The Department of Defense POW/Missing Personnel Office (DPMO) announced today
that the remains of a U.S. serviceman, missing in action from World War II, have been identified
and returned to his family for burial with full military honors.
He is 1st Lt. Shannon E. Estill, U.S. Army Air Forces, of Cedar Rapids, Iowa. He will be
buried on October 10 in Arlington National Cemetery near Washington, D.C.
On April 13, 1945, Estill’s P-38J Lightning was struck by enemy anti-aircraft fire while
attacking targets in eastern Germany. Another U.S. pilot nearby reported seeing Estill’s aircraft
explode and crash. Because the location of the crash site was within the Russian-controlled sector
of occupied Germany, U.S. military personnel could not recover Estill’s remains after the war.

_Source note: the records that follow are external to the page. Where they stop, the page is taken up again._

Issue #9454, opened 2024-05-29
[Block Section] When `toggle-display` is set to `"switch"` unable to toggle


geospatialem:
### Check existing issues

- [X] I have [checked for existing issues](https://github.com/Esri/calcite-design-system/issues) to avoid duplicates

### Actual Behavior

A regression was introduced to `block-section`, where when `toggle-display` is set to `"switch"` unable to toggle.

![issue](https://github.com/Esri/calcite-design-system/assets/5023024/c47a8e41-7655-438f-b96c-d50f5cca5bab)

### Expected Behavior

Toggle behavior for both the `"switch"` and `"button"`

![before](https://github.com/Esri/calcite-design-system/assets/5023024/901bbb34-55d2-4000-99be-e18582d00ffc)

### Reproduction Sample

https://codepen.io/geospatialem/pen/BaepzdW

### Reproduction Steps

1. Open the [sample](https://codepen.io/geospatialem/pen/BaepzdW)
2. Try to collapse/expand the `block-section` with the toggle switch
3. Observe no change
4. If you change to the button switch or `2.8.4` observe the switch works as-intended

### Reproduction Version

`2.9.0`

### Relevant Info

Possibly introduced via https://github.com/Esri/calcite-design-system/pull/9194, does not impact the default toggle (`"button"`).

### Regression?

`2.8.4`

### Priority impact

impact - p1 - need for current milestone

### Impact

High, to accommodate folks using the `"switch"` toggle as soon as possible.

### Calcite package

- [X] @esri/calcite-components
- [ ] @esri/calcite-components-angular
- [ ] @esri/calcite-components-react
- [ ] @esri/calcite-design-tokens
- [ ] @esri/eslint-plugin-calcite-components

### Esri team

ArcGIS Map Viewer

geospatialem:
Verified in `2.10.0-next.0`:

![verify](https://github.com/Esri/calcite-design-system/assets/5023024/dbc79ab7-a619-4103-986a-98a7ca824262)

PR #9472, opened 2024-05-30
fix(block-section): restore block toggling when clicking on the header switch

jcfranco:
**Related Issue:** #9454

## Summary

Fixes toggling issue caused by moving switch outside toggle container.

This regression was introduced by #9194.


Elijbet (approved):
Looks good! Thanks for cleaning that up.

alisonailea (approved):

In 2003, a team from the Joint POW/MIA Accounting Command (JPAC) investigated a
crash site near the town of Elsnig in eastern Germany. The site had been reported by two German
nationals whose hobby is finding the location of World War II crash sites. They also claimed to
have found remains at the site, which they turned over to U.S. Army officials. The team surveyed
the site and interviewed two more men who witnessed the crash as children.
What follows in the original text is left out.